PR #2085, opened 2026-05-24
feat(cli): generator-wide self-learning CLI loop

mvanhorn:
## Summary

Lifts the prediction-goat self-learning loop into the generator so every printed CLI gets `teach`, `recall`, `learnings` (+ `teach-pattern`, `teach-lookup`, `learnings forget`) by default. Plan: [`docs/plans/2026-05-23-002-feat-generator-wide-self-learning-cli-plan.md`](docs/plans/2026-05-23-002-feat-generator-wide-self-learning-cli-plan.md). Authoring guide: [`docs/SPEC-LEARN-AUTHORING.md`](docs/SPEC-LEARN-AUTHORING.md).

This is Phase 1 only (generator templates + plumbing). Phase 2 (library sweep tool) and Phase 3 (full library sweep across 168 CLIs) are explicit follow-up phases with checkpoint gates.

## What ships

- `learn:` spec block on `APISpec` (`TickerPatterns`, `Stopwords`, `EntityLookupSeeds`) with parse-time validation
- Generator-reserved `internal/learn/` namespace + reimplementation_check exemption
- Three-subpackage `internal/learn/` lift from prediction-goat (entities, lookups, patterns) with the recipes -> patterns rename and the `DefaultPredictionGoatConfig()` singleton dismantled in favor of Config-per-call
- **`StoreSchemaVersion` gated on `Learn.Enabled`**: non-learn CLIs stay at v2 with no schema delta and no rollback impact; learn-enabled CLIs advance to v3 for the additive `search_learnings`, `search_patterns`, `entity_lookups`, `teach_log_metadata`, `search_learnings_fts` tables. The v2->v3 migration test is wrapped in the same gate.
- **Spec validation rejects `learn.enabled: true` without `VisionSet.Store=true`** (`learn.enabled requires VisionSet.Store=true; the learn package depends on internal/store`), so the broken combo fails fast at generate time instead of producing uncompilable code.
- Six Cobra commands wired conditionally in `root.go.tmpl` with MCP `read-only` annotations on `recall` + `learnings list`; PersistentPreRunE skip-list machinery; `--no-learn` / `<PREFIX>_NO_LEARN` opt-out.
- **`shouldSkipLearnHook` is ancestor-aware** via `cmd.CommandPath()` segment matching, so `auth login`, `completion bash`, `help <anything>`, etc. correctly skip `runLearnInitOnce` instead of opening/migrating/seeding the local store on framework commands.
- Spec -> runtime config init shim (`learn_init.go.tmpl`) that translates `spec.Learn` into a `*entities.Config` and seeds `entity_lookups` at startup
- SKILL.md / README.md / AGENTS.md template updates with the four-branch automatic-learning protocol
- **Scorecard +0.5 tier-1 credit** keyed off `internal/learn/doc.go` (the artifact the generator actually emits), with the unrelated `import.go` presence credit preserved alongside it
- CI: `scripts/verify-learn-purity.sh` + `.github/workflows/verify-learn-purity.yml` block domain identifiers (kalshi, polymarket, etc) from leaking into generator templates. **Scope expanded** to scan `teach*.go.tmpl` and `learn/*.go.tmpl` in addition to `learn*.go.tmpl` and `learn_*/*.go.tmpl` (32 templates scanned, up from 17), so the gate also covers the emitted learn CLI surface.
- **Domain-neutral `teach-pattern` example** (`"items in {entity}"` / `GROUP-{entity:category}` / `entity-kind "category"`) so help text shipped into every learn-enabled CLI doesn't inherit prediction-market vocabulary
- Golden fixture `generate-learn-loop-api/` locks the deterministic emission shape

## Verification

- `go test ./...`: every package passes across 34 packages
- `scripts/golden.sh verify`: 24/24 cases (1 new)
- `scripts/verify-learn-purity.sh`: 32 learn + teach templates clean
- `go vet ./...`, `go fmt ./...`, `golangci-lint run ./...`: clean
- Golden case emits + the emitted CLI compiles + its internal tests pass
- Manual: generated a fresh non-learn API spec, confirmed `internal/store/store.go` contains `StoreSchemaVersion = 2` and zero learn-table DDL
- Manual: generated a fresh learn-enabled API spec, confirmed it compiles and the `teach-pattern --help` example reads domain-neutral

## Phase 1 checkpoint

Per the plan: if the shape needs more time to bake, stop here. No library impact yet. Phase 2 (sweep tool) and Phase 3 (full sweep) are gated on Phase 1 review + a Phase 1.5 single-CLI publish-flow dry-run that hasn't run yet.

## Test plan

- [ ] CI green (`golden`, `full-golden`, `build-and-test` were the three that needed the gate fix to flip)
- [ ] Spot-check a learn-enabled fresh print produces a working CLI with all 6 commands
- [ ] Confirm AGENTS.md changes match repo conventions


internal/generator/templates/store.go.tmpl
```diff
@@ -42,7 +42,7 @@ func IsUUID(s string) bool {
 // shape — adding columns, dropping indexes, changing FTS5 tokenizers —
 // so an older binary refuses to open a newer database rather than silently
 // producing wrong results against a schema it cannot read.
-const StoreSchemaVersion = 2
+const StoreSchemaVersion = 3
```
tmchow: This version bump needs to be gated with the schema change. Right now non-learn CLIs emit `StoreSchemaVersion = 3` while the learn tables below are gated by `Learn.Enabled`, so a re-generated non-learn CLI can stamp an existing DB to v3 without adding any schema it actually needs. That breaks rollback to the current v2 binary, which will refuse to open the DB. Please make the constant conditional, e.g. v3 only when `.Learn.Enabled`, and update the schema-version tests/goldens accordingly.

internal/generator/learn_store_test.go
```diff
@@ -0,0 +1,148 @@
...
+	"path/filepath"
+	"strings"
+	"testing"
+
+	"github.com/stretchr/testify/require"
+
+	"github.com/mvanhorn/cli-printing-press/v4/internal/spec"
+)
+
+// TestGenerateStoreSchemaVersionBumpedToV3 verifies the generator stamps
```
tmchow: This test is locking in the behavior that worries me architecturally. The disabled case should assert that the generated store stays at v2 and emits no learn schema; only the learn-enabled case should advance to v3. For this kind of generator-wide feature, `Learn.Enabled=false` needs to mean no on-disk migration or rollback impact.

internal/generator/generator.go
```diff
@@ -1693,6 +1705,40 @@ func (g *Generator) renderOptionalSupportFiles() error {
 		}
 	}
 
+	// Emit the self-learning loop (entities + normalize + match +
+	// recall + teach + teach_log + preseed + lookups + patterns) only
+	// when the spec opts in via Learn.Enabled. The schema migrations
+	// for the supporting tables are emitted from store.go.tmpl under
+	// the same gate; see internal/generator/templates/learn/doc.go.tmpl
+	// for the package-level design and the schema-adaptation note.
+	if g.Spec.Learn.Enabled {
```
tmchow, line 1844: This gate is not enough by itself because every emitted learn CLI imports/uses `internal/store`, but `internal/store` is emitted only when `VisionSet.Store` is true. A spec with `learn.enabled: true` and no store vision will generate uncompilable code. Please either make learn force store emission, reject that combo at validation/planning time with a clear error, or decouple learn from the normal store package.

internal/generator/templates/root.go.tmpl
```diff
@@ -319,6 +327,16 @@ Run '{{.Name}}-pp-cli doctor' to verify auth and connectivity.{{backtick}},
...
 			flags.freshnessMeta = autoRefreshIfStale(cmd.Context(), flags, resources)
 		}
+{{- end}}
+{{- if .Learn.Enabled}}
+		// Seed entity_lookups from spec.Learn.EntityLookupSeeds once per
+		// process. Skipped for framework commands that should never
+		// touch the local store (auth, doctor, help, etc.) and for
+		// --no-learn invocations so deterministic agent flows don't
+		// race a background seed.
+		if !noLearnActive(flags) && !shouldSkipLearnHook(cmd.Name()) {
```
tmchow: This hook is live today, but it skips based only on `cmd.Name()`. Nested framework commands like `auth login` or `completion bash` miss the top-level skip entries (`auth`, `completion`) and will still open/migrate/seed the learn store. That is an ambient side effect on commands the comment says should never touch local store. Please make this command-path/ancestor aware, or better, seed lazily only from the learn commands that need it.

internal/generator/templates/teach.go.tmpl
```diff
@@ -0,0 +1,960 @@
...
+	var strategy string
+	var entityKind string
+	var dbPath string
+
+	cmd := &cobra.Command{
+		Use:   "teach-pattern",
+		Short: "Install a manual generalization pattern (query_template, resource_template, entity_kind)",
+		Long: `Adds one row to search_patterns. The recall path uses patterns to
+substitute live query entities into a resource template, so a pattern
+with query_template="odds {entity} wins world cup" and
```
tmchow: This example is still prediction/sports-market flavored and will ship into every learn-enabled CLI help surface. The purity workflow does not catch it because it only scans `learn*.go.tmpl` and `learn_*/*.go.tmpl`, not `teach.go.tmpl`. Please make the example domain-neutral and extend the purity gate to cover the generated learn CLI surface too.

internal/pipeline/scorecard.go
```diff
@@ -1150,7 +1150,11 @@ func scoreVision(dir string) int {
 	if fileExists(filepath.Join(cliDir, "tail.go")) {
 		tier1 += 0.5
 	}
-	if fileExists(filepath.Join(cliDir, "import.go")) {
+	if fileExists(filepath.Join(dir, "internal", "learn", "doc.go")) {
+		tier1 += 0.5
+	}
+	// time, so the credit stays modest (+0.5).
+	if fileExists(filepath.Join(dir, "internal", "learn", "learn.go")) {
```
tmchow: This check appears stale: `renderLearnFiles` emits `internal/learn/doc.go`, `normalize.go`, `recall.go`, `teach.go`, etc., but not `internal/learn/learn.go`. As written, this credit never fires even for a learn-enabled generated CLI. Please check for an artifact that is actually emitted, or collapse this into the existing `doc.go` presence check.

tmchow (changes requested):
I support the direction and the value of the self-learning loop, especially as an opt-in generated primitive for search/discovery-shaped CLIs. I am requesting changes because the current implementation does not yet preserve the generator contract for disabled/non-store CLIs and it introduces ambient store side effects that are too risky for a foundational generator change.

Please fix the blocking issues inline before merge: disabled CLIs should have no schema/runtime delta, learn-enabled CLIs need an explicit store contract, startup seeding should not touch framework commands unexpectedly, and the learn surface/purity gate should be domain-neutral. Also please refresh golden output and the PR description after those fixes; live golden/full-golden/build-and-test are currently red.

Task requirements
Reproduce exactly the stretch of the material above that starts at the line with "- Six Cobra" and ends at the line with "- SKILL.md /", both included, and nothing else.

Response to the exercise
- Six Cobra commands wired conditionally in `root.go.tmpl` with MCP `read-only` annotations on `recall` + `learnings list`; PersistentPreRunE skip-list machinery; `--no-learn` / `<PREFIX>_NO_LEARN` opt-out.
- **`shouldSkipLearnHook` is ancestor-aware** via `cmd.CommandPath()` segment matching, so `auth login`, `completion bash`, `help <anything>`, etc. correctly skip `runLearnInitOnce` instead of opening/migrating/seeding the local store on framework commands.
- Spec -> runtime config init shim (`learn_init.go.tmpl`) that translates `spec.Learn` into a `*entities.Config` and seeds `entity_lookups` at startup
- SKILL.md / README.md / AGENTS.md template updates with the four-branch automatic-learning protocol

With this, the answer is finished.